Abstract
ZusammenfassungDer Beitrag analysiert ostdeutsche Identitätsbildungsprozesse bei jungen Erwachsenen im Jahr 2004 und rund zehn Jahre später. Empirische Basis ist ein Intra- und Interkohortenvergleich der Befunde von drei qualitativen Studien basierend auf Leitfadeninterviews und Gruppendiskussionen. Dieser diachrone Vergleich zeigt partielle Kontinuitäten in den Identitätskonstruktionen der ostdeutschen Befragten: Die wahrgenommene Abwertung Ostdeutschlands bildet weiterhin den zentralen Ausgangspunkt der Identifizierung als ostdeutsch und die Reaktionen darauf sind ebenso weiterhin heterogen.
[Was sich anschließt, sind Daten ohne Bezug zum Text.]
PR #361, opened 2023-09-05
Add feature flags in config

clementsirieix:
## Changes

- Create `features` config table
- Move existing `UI.show_prompt_playground` to `features.prompt_playground`

## How to test?

- run the `e2e/hide_prompt_playground` test

### DIFF
--- a/backend/chainlit/config.py
+++ b/backend/chainlit/config.py
@@ -58,6 +58,10 @@ cache = false
 # Chainlit server address
 # chainlit_server = ""
 
+[features]
+# Show the prompt playground
+prompt_playground = true
+
 [UI]
 # Name of the app and chatbot.
 name = "Chatbot"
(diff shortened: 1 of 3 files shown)


backend/chainlit/config.py
```diff
@@ -233,6 +237,7 @@ class ChainlitConfig:
     chainlit_prod_url = chainlit_prod_url
 
     run: RunSettings
+    features: FeaturesSettings
```
willydouhard, line 240: I would name it `FeatureSettings` for consistency

willydouhard (changes requested):

backend/chainlit/config.py
clementsirieix: Gotcha, I may be a bit nitpicky but I think that the straightforward convention is a PascalCase "{{ header }}Settings" so in our case I would keep the plural. What do you think?

willydouhard (approved):

PR #373, opened 2023-09-07
Added mechanism to allow injecting custom CSS files for UI customization

onepointconsulting:
This pull request adds another parameter to the configuration file `config.toml`. It allows to add a custom CSS file so that you can customize the CSS of the UI. This CSS file will be then injected into the index.html of the frontend React project.

Here is how you inject the custom CSS file by editing `config.toml`:

```
[UI]
# Name of the app and chatbot.
name = "Chatbot"

...

# Custom CSS file that can be used to customize the UI.
custom_css = '/assets/test.css'
```

### DIFF
--- a/backend/chainlit/server.py
+++ b/backend/chainlit/server.py
@@ -196,9 +196,7 @@ def get_html_template():
 
     css = None
     if config.ui.custom_css:
-        css = (
-            f"""<link rel="stylesheet" type="text/css" href="{config.ui.custom_css}">"""
-        )
+        css = f"""<link rel="stylesheet" type="text/css" href="{config.ui.custom_css}">"""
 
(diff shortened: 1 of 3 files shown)


backend/chainlit/server.py
```diff
@@ -193,13 +194,21 @@ def get_html_template():
     if config.ui.theme:
         js = f"""<script>window.theme = {json.dumps(config.ui.theme.to_dict())}</script>"""
 
+    css = None
+    if config.ui.custom_css:
+        css = (
+            f"""<link rel="stylesheet" type="text/css" href="{config.ui.custom_css}">"""
```
willydouhard, line 200: why do we need parenthesis here?

willydouhard:

Issue #21, opened 2023-05-31
Speech to text


allisonmorrell:
I'm experimenting with Chainlit and it is awesome. Kudos to you all. 

Future feature request: I would like to incorporate speech to text in the user interface for my application. 

Please label as enhancement.

willydouhard:
I can't contribute in the short term but this is a good first issue (small and scoped to the UI). If any of you wants to make a PR (fork the repo and then open a PR against the Chainlit main branch) I would be more than happy to review it!

allisonmorrell:
> Would you be able to contribute this feature? I would be willing to coach you with adding this functionality.

Unfortunately, I don't know any TypeScript/React. That said, we are hoping to involve more people in our project including someone with more front-end experience so if someone were to outline the recommended approach at a very high level I might be able to find someone who can contribute.

mmnasser2000:
Can someone assign this to me?

sqrt676:
Hi @willydouhard , I am also trying to do, if i come up wuth something good, I will ask you to assign it to me and I will send the request to review it. Thanks !

poojitharamachandra:
is this implemented?

alimtunc:
> poojitharamachandra

On it's way https://github.com/Chainlit/chainlit/issues/21#issuecomment-1760942049

poojitharamachandra:
do you know in which version this will be released?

Diese Heterogenität wird zu einer Typologie verdichtet: Manche Ostdeutsche zielen auf eine Aufwertung ihrer kollektiven Identität durch Umdeutung und beziehen sich dabei auf kollektivistische Werte oder die gelungene Bewältigung der Systemtransformation. Andere lehnen die Identifikation als ostdeutsch und die Klassifizierung in Ost und West als überholt und illegitim ab. Allerdings lässt der nach 1990 geborene Teil dieser Gruppe zusätzlich individuelle Strategien instrumenteller Identitätsbildung erkennen. Diese Heterogenität ostdeutscher Identität(en) kann auf Kohortenunterschiede und soziale Merkmale der Probanden zurückgeführt werden. Zugleich wird der Einfluss des Forschungsdesigns und insbesondere der Fallauswahl der einbezogenen Studien auf die Ergebnisse methodologisch diskutiert. Die Befunde dienen damit als Ausgangspunkte für zukünftige Intra- und Interkohortenvergleiche, in denen die individuellen und methodischen Einflussfaktoren für Identitätsbildungsprozesse stärker berücksichtigt werden sollten.
Publisher
Springer Science and Business Media LLC
Subject
Sociology and Political Science
Reference29 articles.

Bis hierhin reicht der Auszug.